#### [WHAT THE TASK REQUIRES]
With both ends included, repeat exactly the lines of the entries below from the one containing "Allow manually editing" down to the one containing "- how to handle the user entering", and no others.

(RECORDS FOR THE TASK begins)

PR #4538, opened 2022-08-20
Allow manually editing current path in FileChooser

### LINKED ISSUE #4219: Ability to manually edit path in file selection window
I'm always frustrated when I am prompted to choose a file, eg `askFile`, and I have to manually traverse through many folders each containing thousands of files and folders. Especially when I already know the absolute path to the file.

The ability to manually edit the path to the current folder in the popup window. This ability is available in just about every modern program. 

Suck it up and traverse the path. Requires sitting through long load times at multiple folders due to the large amount of items they contain.

xiaoyinl:
This implements a very basic path editing FileChooser. You enter a folder path, and press Enter to go to that folder. It doesn't have auto-completion.

fixes #4219

### DIFF
--- a/Ghidra/Framework/Docking/src/main/java/docking/widgets/filechooser/GhidraFileChooser.java
+++ b/Ghidra/Framework/Docking/src/main/java/docking/widgets/filechooser/GhidraFileChooser.java
@@ -152,6 +152,7 @@ public class GhidraFileChooser extends DialogComponentProvider implements FileFi
 	});
 	private File initialFile = null;
 	private File initialFileToSelect = null;
+	private String currentPathText = "";
 
 	/**
 	 * Files selected by the user, but not yet validated.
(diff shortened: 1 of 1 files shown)


dragonmacher:
This particular class is quite complicated due to the myriad features in the UI *and* the multithreaded nature of how the data is loaded.   As such, we rely heavily on the tests for this class.   For this review to be considered, there would need to be tests for this particular feature addition, as well as edge case testing to demonstrate how this feature interacts with the other UI actions and the multithreaded loading of the directories.

If you are interested in writing tests, they all currently live in `GhidraFileChooserTest`

Some other possible considerations:

- how to handle the user editing text, but not pressing Enter
- how to handle the user entering invalid text 
- how to handle updating the text field as the user navigates after they have entered custom text

xiaoyinl:
Thank you for your reply! I installed a locally built Ghidra with this PR integrated, and used this File Chooser for a while. Now I feel it's probably not worth to merge this PR.

It doesn't increase the usability a lot without a drop-down list and auto-completion. Also we can already use the "File name" textbox to navigate to a directory. Another problem I found is that if you accidentally press Enter twice, the file indicated in the "File name" field will be open, which is usually not what users want. (This has happened to me twice.) This problem doesn't exist if you enter the path in "File name", because the text is cleared after you press Enter.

(RECORDS FOR THE TASK ends)

#### [RESPONSE FOR THIS EXERCISE]
Allow manually editing current path in FileChooser

### LINKED ISSUE #4219: Ability to manually edit path in file selection window
I'm always frustrated when I am prompted to choose a file, eg `askFile`, and I have to manually traverse through many folders each containing thousands of files and folders. Especially when I already know the absolute path to the file.

The ability to manually edit the path to the current folder in the popup window. This ability is available in just about every modern program. 

Suck it up and traverse the path. Requires sitting through long load times at multiple folders due to the large amount of items they contain.

xiaoyinl:
This implements a very basic path editing FileChooser. You enter a folder path, and press Enter to go to that folder. It doesn't have auto-completion.

fixes #4219

### DIFF
--- a/Ghidra/Framework/Docking/src/main/java/docking/widgets/filechooser/GhidraFileChooser.java
+++ b/Ghidra/Framework/Docking/src/main/java/docking/widgets/filechooser/GhidraFileChooser.java
@@ -152,6 +152,7 @@ public class GhidraFileChooser extends DialogComponentProvider implements FileFi
 	});
 	private File initialFile = null;
 	private File initialFileToSelect = null;
+	private String currentPathText = "";
 
 	/**
 	 * Files selected by the user, but not yet validated.
(diff shortened: 1 of 1 files shown)


dragonmacher:
This particular class is quite complicated due to the myriad features in the UI *and* the multithreaded nature of how the data is loaded.   As such, we rely heavily on the tests for this class.   For this review to be considered, there would need to be tests for this particular feature addition, as well as edge case testing to demonstrate how this feature interacts with the other UI actions and the multithreaded loading of the directories.

If you are interested in writing tests, they all currently live in `GhidraFileChooserTest`

Some other possible considerations:

- how to handle the user editing text, but not pressing Enter
- how to handle the user entering invalid text 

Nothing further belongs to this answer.